# 25 biggest lies told on the internet



## PhotonGuy

25 biggest lies told on the internet


----------



## Madilyn

Great video


----------



## Tez3

What a load of old cobblers. Why waste time watching that, just use your common sense.
This belongs on FB not MT.


----------



## Steve

I was alarmed to hear that @drop bear is an Australian conspiracy that even the government is in on.


----------



## Tames D

Steve said:


> I was alarmed to hear that @drop bear is an Australian conspiracy that even the government is in on.


It's kept me out of Australia LOL


----------



## Tames D

Thanks for posting this PhotonGuy. I didn't think it was a waste of time.


----------



## Tez3

Tames D said:


> Thanks for posting this PhotonGuy. I didn't think it was a waste of time.


For people who use their common sense  I'm afraid it is. Also on the subject of petitions not 'being changing anything', that's ignorance, ask Amnesty and have a look at the petitions that we can put up in the UK to make the government debate and change things.
Women's Suffrage Petition (1891) : Victoria, Australia

The rest are jokes, stupidity and ironic sayings that people post up, people don't actually believe them. Well not in most continents.


----------



## Tames D

Tez3 said:


> For people who use their common sense  I'm afraid it is.

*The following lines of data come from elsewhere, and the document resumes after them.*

PR #4440, opened 2026-08-21
Glnav: Add is_lathe method

### LINKED ISSUE #4426: Vismach: Model rotation is broken
Affects current master.

- Open a sim config with a vismach model. Example: `configs/sim/axis/vismach/3axis-tutorial`
- Try to rotate the 3D model in the vismach window  (middle mouse button + drag ) 

Issue:

The model rotation is broken (it's not possible to control the 3D rotation) and the following error is printed repeatedly:

```
AttributeError: 'O' object has no attribute 'is_lathe'
Exception in Tkinter callback
  File "/usr/lib/python3.12/tkinter/__init__.py", line 1967, in __call__
    return self.func(*args)
           ^^^^^^^^^^^^^^^^
  File "/home/user/git/alex_preview/lib/python/rs274/OpenGLTk.py", line 331, in tkRotateOrTranslate
    self.rotateOrTranslate(event.x, event.y)
  File "/home/user/git/alex_preview/lib/python/glnav.py", line 357, in rotateOrTranslate
    self.rotate(x, y)
  File "/home/user/git/alex_preview/lib/python/glnav.py", line 278, in rotate
    if self.is_lathe():
       ^^^^^^^^^^^^^

```

I have reproduced this issue in https://github.com/alex-pres/linuxcnc/tree/pr-gremlin-opengl-rewrite so it is unrelated to the recent work in 'vismach.py'
 
cc@alex-pres

Sigma1912:
Fixes https://github.com/LinuxCNC/linuxcnc/issues/4426

### DIFF
--- a/lib/python/glnav.py
+++ b/lib/python/glnav.py
@@ -173,6 +173,10 @@ class GlNavBase:
         self._totaly = 0.0
         self.modelview = identity_matrix()
 
+    def is_lathe(self):
+        # preview widgets that need it (gremlin, axis, qt5_graphics) override this
+        return False
+
     def basic_lighting(self):
         """\
         Reset the camera for the first expose.


lib/python/vismach.py
```diff
@@ -1332,9 +1332,8 @@ def basic_lighting(self):
         glEnable(GL_DEPTH_TEST)
         glMatrixMode(GL_MODELVIEW)
         glLoadIdentity()
-  
 
-                
+    def is_lathe(self): return False
```
grandixximo: `glnav.GlNavBase` calls `self.is_lathe()` from `rotate`, `set_view_y` and `set_view_p`, but never defines it. Would `def is_lathe(self): return False` on `GlNavBase` be the better home, with this line dropped? The preview widgets that care (gremlin, axis, qt5_graphics) already override it, and anything else that mixes in the navigation code gets a sane answer instead of an AttributeError. There is precedent in the file: 9c51028c75 ("put more useful defaults in glNavBase") made the same move, with the message "all subclasses need to set or define these, but most will be happy with the defaults." Happy to send that as a follow-up one-liner if you would rather keep this PR as it stands.

grandixximo: Worth one short comment on why this is unconditionally False? A line such as "vismach models never use the lathe preview rotation" saves the next reader a trip into glnav.

grandixximo: For the record, this single method covers all three `is_lathe()` call sites, so nothing is left half-done. `set_view_y` and `set_view_p` still would not work for vismach, but for an unrelated reason: they call `extents_info()`, which only `glcanon.GlCanonDraw` provides and which vismach has no bounding box to build from. Nothing in vismach binds those views, so it stays dormant and is not something this PR needs to touch.

Sigma1912:
Thanks for looking into this. 
I have now moved it into `GlNavBase`.

PR #4448, opened 2026-08-22
src: include exported headers with angle brackets where they are used

grandixximo:
@BsAtHome The include-type half of #4375, split out as you asked. The check stays there.

The build copies every `SRCHEADERS` entry into `include/`, so an exported header exists twice, the source under `src/` and the copy modules compile against. A quoted include searches the includer's own directory before the `-I` path and an angled include does not, so the two forms can reach different copies of the same header and both compile.

An exported header keeps the quoted form so it still finds its siblings once it lands in `include/`, and so does its implementation, which wants the source rather than a stale export. The seven files here are users, and build out of tree where only the exported copies exist.

### DIFF
--- a/src/emc/ini/iniaxis.cc
+++ b/src/emc/ini/iniaxis.cc
@@ -19,7 +19,7 @@
 #include "nml_intf/emcglb.h"
 #include "nml_intf/emccfg.h"
 #include "libnml/rcs/rcs_print.hh"
-#include "inifile.hh"
+#include <inifile.hh>
 
 #include "inihal.hh"
 #include "iniaxis.hh"
--- a/src/emc/ini/inijoint.cc
+++ b/src/emc/ini/inijoint.cc
@@ -17,7 +17,7 @@
 #include "libnml/rcs/rcs_print.hh"
 #include "nml_intf/emcglb.h"
 #include "nml_intf/emccfg.h"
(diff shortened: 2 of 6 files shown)


src/hal/hal.hh
```diff
@@ -4,7 +4,7 @@
 #include <map>
 #include <string>
 #include <variant>
-#include "hal.h"
+#include <hal.h>
 
 #warning "Do not use hal.hh. It will be removed (and, eventually, replaced)."
```
BsAtHome, line 10: This is redundant as it is about to be removed/changed anyway.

Also on the subject of petitions not 'being changing anything', that's ignorance, ask Amnesty and have a look at the petitions that we can put up in the UK to make the government debate and change things.
> Women's Suffrage Petition (1891) : Victoria, Australia
> 
> The rest are jokes, stupidity and ironic sayings that people post up, people don't actually believe them. Well not in most continents.


I saw it as entertainment, not a waste of time. Never said I believe any of it. A lot of posts on MT can be considered a waste of time to read, but we do anyways.


----------



## Tez3

I bet you that it wasn't posted as entertainment, if it were it would be in another section. Look where it's posted, it was intended to edify us just the same as all the other posts. Trust me, the OP posted it to educate us.


----------



## Tames D

Tez3 said:


> I bet you that it wasn't posted as entertainment, if it were it would be in another section. Look where it's posted, it was intended to edify us just the same as all the other posts. Trust me, the OP posted it to educate us.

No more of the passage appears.